Zynga sues 2 former employees over alleged massive data heist - socalnate1
http://arstechnica.com/tech-policy/2016/11/zynga-sues-2-former-employees-over-alleged-massive-data-heist/
======
ChuckMcM
Why do people even do this? Not the suing, I understand that, but employee
jumps ship from Company A to go to company B and uses the laptop of Company A
to access a lot of data just before they go.

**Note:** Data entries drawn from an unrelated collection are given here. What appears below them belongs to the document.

PR #339, opened 2020-08-24
Fix #337: channel_not_found error resolving channel IDs with 100+ channels

### LINKED ISSUE #337: Channel_not_found in new conversations_list usage
## Problem
On the latest release of 0.15.0 (I upgraded due to the deprecated channels_list to use the new conversations_list) I'm seeing an error when I try to query by a channels name rather than a channel_id. I expect to be able to just `client.conversations_setTopic({:channel => '#channel_name', :topic => 'random topic})` <- but the hashtag channel name format no longer works and only the channel_id approach works.

I find that the code is much more readable with channel names than ids, so please help!

image

dblock:
I made myself some channels and was able to reproduce this.


dblock:
@wasabigeek care to CR?

wasabigeek (approved):

wasabigeek:
LGTM, this is a lot easier than what I was doing >_<

CHANGELOG.md
```diff
@@ -1,7 +1,8 @@
 ### 0.15.1 (Next)
 
-* Your contribution here.
 * [#336](https://github.com/slack-ruby/slack-ruby-client/pull/336): Fix: handle nil events - [@pyama86](https://github.com/pyama86).
+* [#339](https://github.com/slack-ruby/slack-ruby-client/pull/339): Fix: `channel_not_found` resolving channel IDs with 100+ channels - [@dblock](https://github.com/dblock).
```
wasabigeek, line 4: Potentially with all paginated list endpoints as well

dblock: Right. I'll just leave it like this.

PR #340, opened 2020-09-01
Allow setting the faraday adapter for connections

watsonjon:
Most of the time using the default Faraday adapter is fine, but _sometimes_ we want to allow that to differ. This will allow that to be set as part of the client configuration.

### DIFF
--- a/README.md
+++ b/README.md
@@ -240,6 +240,7 @@ timeout             | Optional open/read timeout in seconds.
 open_timeout        | Optional connection open timeout in seconds.
 default_page_size   | Optional page size for paginated requests, default is _100_.
 default_max_retries | Optional number of retries for paginated requests, default is _100_.
+adapter             | Optional HTTP adapter to use, defaults to Faraday.default_adapter.
 
 You can also pass request options, including `timeout` and `open_timeout` into individual calls.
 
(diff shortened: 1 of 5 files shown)


dblock:
LGTM, needs README and CHANGELOG please

README.md
```diff
@@ -240,6 +240,7 @@ timeout             | Optional open/read timeout in seconds.
 open_timeout        | Optional connection open timeout in seconds.
 default_page_size   | Optional page size for paginated requests, default is _100_.
 default_max_retries | Optional number of retries for paginated requests, default is _100_.
+adapter             | Optional HTTP adapter to use, defaults to Faraday.default_adapter.
```
dblock, line 243: Make this either underline, or `code` like the other defaults, please.

dblock:
I'm curious why one would want to change the client's default adapter and not `Faraday.default_adapter = ...`?

spec/slack/web/client_spec.rb
```diff
@@ -150,6 +150,47 @@
       end
     end
 
+    context 'adapter option' do
+      let(:adapter) { Faraday.default_adapter }
+      let(:adapter_class) { Faraday::Adapter::NetHttp }
+
+      before do
```
dblock, line 157: You need to reset the default adapter to the old value around the spec to avoid polluting other spec results.

watsonjon:
@dblock we use `:typhoeus` as the default adapter for most of our `Faraday` connections but there are cases where we need a connection to use `:net_http` so it is not using curl due to HTTP2 issues that crop up from time to time. We run into that with our slack connections where we get `Error in the HTTP2 framing layer Failed to send slack notification`. We can monkey patch it but seemed better to allow others to configure that as well.

dblock:
Merged, thank you.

I really resonate with the feeling "wow this company is really screwing
up/failing this project I've thrown my heart and soul into" but going from
there to exfiltrating all of the data so that you can (presumably) take it to
a competitor company and make it flourish there? When you step back and think
about it you might think several things.

Do I want to hire someone who will steal the IP of the company they are
leaving and bring it to me? Why wouldn't they steal my IP and take it to one
of my competitors?

Do I want to work for a company that is ok with people bringing in stolen IP?
What sort of other unethical behaviors do they tolerate and am I ok with those
too?

Reminds me of the Groucho Marx quip that he doesn't want to join any club that
would have him as a member :-)

------
DrScump
Intellectual property stolen _from_ Zynga? Oh, the irony!

------
SturgeonsLaw
> Obviously I know you have that clause about not taking people so I am always
> careful. :-)

 _sent via text message_